Success, as it defined by our culture, is simply a set of rules that seem to offer the perks of success, money, accolades, high regard of those those fellow men. There is a truer self, I have noticed. Philosopher Charles Taylor wrote in Sources of the Self,
“The issue of our condition can never be exhausted for us by what we are, because we are always also changing and becoming.”
Taylor
This brings me some comfort. Perhaps I am not the only one being pulled in a direction of that truer self. We hear a many voices, many platitudes, even, of encouragement to “become who you were meant to be.” I suppose such a destination and final stopping place is also comforting but I also suppose it doesn’t really exits. I try to follow Mr. Taylor’s notion that we are always in the state of change and becoming.

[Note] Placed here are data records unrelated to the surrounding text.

PR #578, opened 2024-04-25
Synchronize CNI secure bridge documentation

mpass99:
with production use.


MrSerth:
Nice, thanks! Shall we just add suitable routes for IPv6 too (i.e., running the script only with the static exclusions, not the Ansible hosts)?

MrSerth (approved):
Thanks!

PR #585, opened 2024-05-07
Fix Golangci-lint configuration

mpass99:
Open to discussion: By specifying the linters explicitly in an allow list, we are missing all the linters that are added in each release. Should we drop the allow list and introduce a deny list if necessary?

### DIFF
--- a/.golangci.yaml
+++ b/.golangci.yaml
@@ -1,3 +1,6 @@
+run:
+  go: "1.22"
+
 linters-settings:
   errcheck:
     check-type-assertions: true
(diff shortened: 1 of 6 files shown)


MrSerth (approved):
The code changes look good, thanks!

Regarding the configuration: I would prefer a deny list, since this allows us to benefit from new additions of the linter. Ideally, a dependabot would open a new PR with a new linter version, so that we can see whether the new version bump includes new checks that need manual intervention before the pipeline succeeds (all other updates that still have a succeeding pipeline are a no-brainer, I would say).

PR #586, opened 2024-05-07
[Lint] Change to linter deny list and fix formerly excluded linters

mpass99:


MrSerth:
From my point of view, this PR is currently on stale, besides the good intent (and our general desire to proceed with this topic). I added it to the project and would suggest to continue it as part of our current maintenance / bug fixing efforts.

.golangci.yaml
```diff
@@ -42,56 +43,13 @@ linters-settings:
...
   exclude-rules:
     - path: _test\.go
       linters:
-        - noctx
         # Always closing the HTTP body unnecessarily complicates the tests
         - bodyclose
+        - funlen
+        - noctx
         # We don't need to wrap errors in tests
         - wrapcheck
```
MrSerth, line 55: Would you mind adding an empty new line at the end of this file?

MrSerth (dismissed):
Many thanks for this tedious work -- I think it is a really huge improvement! 👏 

It's also great to see that you were creating so many commits, which made it rather easy for me to review the changes on a commit-by-commit bases. Also, the comments (especially when disabling a linter or on other decisions) were helpful. Overall, I reviewed all commits individually, and learned more about Golang linters during some web searchers 🙂

MrSerth (approved):

PR #611, opened 2024-06-12
Nomad Restart and Reschedule Policy

mpass99:
Related to #587 

Fix restart and reschedule configuration to not reschedule infinitely (e.g. due to an invalid image specifier).

ToDo:
- [ ] ~~Should we write an e2e test checking that a wrong environment definition does not loop infinitely? With the current configuration, the test will last almost 10 minutes..~~ No

### DIFF
--- a/internal/environment/template-environment-job.hcl
+++ b/internal/environment/template-environment-job.hcl
@@ -11,11 +11,6 @@ job "template-0" {
       sticky  = false
     }
     count = 1
-    scaling {
-      enabled = true
-      min = 0
-      max = 300
-    }
     spread {
       // see https://www.nomadproject.io/docs/job-specification/spread#even-spread-across-data-center
       // This spreads the load evenly amongst our nodes
--- a/internal/environment/template-environment-job.hcl
+++ b/internal/environment/template-environment-job.hcl
@@ -18,11 +18,18 @@ job "template-0" {
       weight = 100
     }
     restart {
-      delay = "0s"
+      attempts = 3
+      delay = "15s"
+      interval = "1h"
+      mode = "fail"
     }
     reschedule {
-      unlimited = true
-      attempts = 0
+      unlimited = false
+      attempts = 3
+      interval = "6h"
+      delay = "1m"
+      max_delay = "4m"
+      delay_function = "exponential"
     }
 
     task "default-task" {


internal/environment/template-environment-job.hcl
```diff
@@ -11,23 +11,24 @@ job "template-0" {
       sticky  = false
     }
     count = 1
-    scaling {
```
mpass99, line 14: This seems to be a historical artifact from the time we had multiple tasks per job. The [documentation](https://developer.hashicorp.com/nomad/docs/job-specification/scaling) does not point out a benefit for our current use.

internal/environment/template-environment-job.hcl
```diff
@@ -11,23 +11,24 @@ job "template-0" {
...
     spread {
       // see https://www.nomadproject.io/docs/job-specification/spread#even-spread-across-data-center
       // This spreads the load evenly amongst our nodes
       attribute = "${node.unique.name}"
       weight = 100
     }
     restart {
-      delay = "0s"
+      attempts = 3
+      delay = "15s"
```
mpass99, line 22: Is this delay still justified, even if the old delay of `0s` seems to be unrelated to the observed issue?

It might help in some cases which we have not observed yet. On the other hand, it adds additional delay in the provisioning of the (idle) runners.

internal/environment/template-environment-job.hcl
MrSerth: Thanks for identifying that, I am happy to remove it.

internal/environment/template-environment-job.hcl
MrSerth: Mh, I might not get your comment completely. Let's start from the last sentence:

> On the other hand, it adds additional delay in the provisioning of the (idle) runners.

Yes, but only if some error occurred. In the success case where everything runs smoothly, this should not make any difference at all, should it?

> It might help in some cases which we have not observed yet.

Maybe. But wasn't it designed to help with #587?

> Is this delay still justified, even if the old delay of `0s` seems to be unrelated to the observed issue?

Why is the old delay of `0s` unrelated to the observed issue? Is this related to the updated working theory mentioned in https://github.com/openHPI/poseidon/issues/587#issuecomment-2163662374? I currently feel there is some gap I am missing...

MrSerth (commented):
Thanks!

I would not add an e2e for this scenario. We would mainly test Nomad (and not something truly Poseidon specific), which doesn't feel right. Further the long increase is really not ideal. If at all, I would opt to add another template job with shorter wait times specifically for the given scenario. Still, I don't think it's the right thing to do...

internal/environment/template-environment-job.hcl
mpass99: > In the success case where everything runs smoothly, this should not make any difference at all, should it?

That's right 👍 And I think in this case Poseidon at some point returns an error to CodeOcean, resulting in the request for a new runner (so the delay really is asynchronous).

> But wasn't it designed to help with https://github.com/openHPI/poseidon/issues/587?
> Why is the old delay of 0s unrelated to the observed issue?
> Is this related to the updated working theory mentioned in https://github.com/openHPI/poseidon/issues/587#issuecomment-2163662374?

Exactly. The updated working theory is based on the evaluation of `are we currently rescheduling at all (unlimited) or not (attempts)?`. We there found that we are currently rescheduling unlimited. Further, we found that if Nomad has no agents eligible and tries to restart or reschedule a failed Allocation, it directly deregisters the job and does not try to restart or reschedule after the respective delays.

All in all, I'm fine with keeping the 15s delay.

MrSerth: Okay, thanks!

> Further, we found that if Nomad has no agents eligible and tries to restart or reschedule a failed Allocation, it directly deregisters the job and does not try to restart or reschedule after the respective delays.

Then, the delay of 15s would be helpful, since this could mean an agent could have become eligible in the meantime again? For example: A job is running, all agents go do for a simple service restart, waits x delay seconds, the server reschedules. With a delay of x = 0s, the job will fail permanently and will be deregistered. With a delay of x = 15s, one agent could be eligible again, couldn't it? Or would we need to increase x further (based on our Ansible config), so that it is longer than 15 (`nomad_service_stop_timeout`) + 5 (for systemd `TimeoutStopSec`) + (~5 or ~10) (for an estimated service start) = ~30s?

Alternatively, we could rely on Poseidon to handle this permanent job failure (in which case x might not be as important as otherwise assumed / calculated). However, I am not sure about the advantages and disadvantages of the handling in Poseidon vs. Nomad.

mpass99: Together, we identified the implications of Nomad restarts ("Connected Server", "Other Server", "All Server", "Allocation Agent Only", and "All Agents") on "idle runners", "currently streaming runners", and "used but inactive runners".

Regarding this conversation, we found that the `restart` policy is not decisive because on a deployment the Agent hosting a respective Allocation will not be eligible for another placement when the Agent is being drained.  
The `restart` policy is more of an interest because in principle another Agent might be eligible for taking the respective allocation. However, the process of the Nomad agent being restarted in i.e. a deployment is hindering it: The Agent gets the shutdown signal by `systemd`. The agents become ineligible. At the end of the `drain_on_shutdown` `deadline`, the allocations are stopped, the agents restart and the Nomad server tries to place the allocations on another agent (immediately, not after the `reschedule` `delay`). Because at that moment all agents are ineligible and restarting, the Allocation cannot be scheduled and Nomad loses the Job permanently.  
We want to address this circumstance, on the one hand by adjusting the deployment to restart one agent after the other (`codeocean-terraform#3`), and on the other hand by recreating a runner in Poseidon when a job fails due to an unknown reason (#612).

MrSerth: Indeed, thanks for the summary. Based on these thoughts, we agreed to keep the limits currently defined in this PR. Therefore, it can be merged.

PR #633, opened 2024-07-23
Refine updateFileSystem logging messages

### LINKED ISSUE #619: Refactor updateFileSystem Error logging
From the broad issue `Could not perform the requested updateFileSystem.` that captures every error in the file copy process we want to exclude the errors `unexpected EOF`, `node down`, `no allocation found`, and `Unknown allocation`.  
This benefits the proper prioritization of the different causes.

Additionally, the error `node down` should no longer be logged, but instead, Poseidon should respond to CodeOcean with the `ErrorNomadInternalServerError`.

mpass99:
to be able to differentiate between the different errors that occur.

Closes #619

### DIFF
--- a/internal/api/runners.go
+++ b/internal/api/runners.go
@@ -12,7 +12,9 @@ import (
 
 	"github.com/google/uuid"
 	"github.com/gorilla/mux"
+	nomadApi "github.com/hashicorp/nomad/api"
 	"github.com/openHPI/poseidon/internal/config"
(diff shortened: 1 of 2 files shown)


MrSerth (dismissed):
Awesome, thank you! That's great to see and I really expect it will aid us in identifying further issues and prioritize them 💪

MrSerth (approved):

PR #2504, opened 2024-05-25
fix(MessageLatency): ignore bots

rushiiMachine:
I've only ever seen bots send messages without a nonce or an incorrect one :trolley:


qtlunya:
Yeah, or selfbots, but well, not much you can do about that, aside from maybe checking if it's a valid snowflake.

Vendicated:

This can be a little more difficult to accept, given the other promise–even though it is false in its assumption that there is a destination to which I am entitled. For this I find comfort in Thomas Merton, the monk, mystic, and activist, who wrote in his journal, that is to say, to himself:
“It seems to me that I have greater peace… when I am not ‘trying to be contemplative,’ or trying to be anything special, but simply orienting my life fully and completely towards what seems to be required of a man like me at a time like this.”
Merton
This is a grave paradox, one of life as change vs the promises of success. Success is very important to our society, to our innovative nature, to our creativity, and even to our economic health. I would not throw out either model. I just know that the model of success, which is likely to bring me a level of satisfaction and pride, will is not likely to bring me much happiness. I need the model of change for that. I love the idea of growth and becoming a new man each day. This, in turn, will not bring me success, which I need equally as much. But integrated, the two models certainly make me a better man as it relates to issues of my success.
Time will pass, but now lasts forever. Thinking about now and what kind of man I want to be at a moment like this has to take precedence, if my truer self is to be continually born.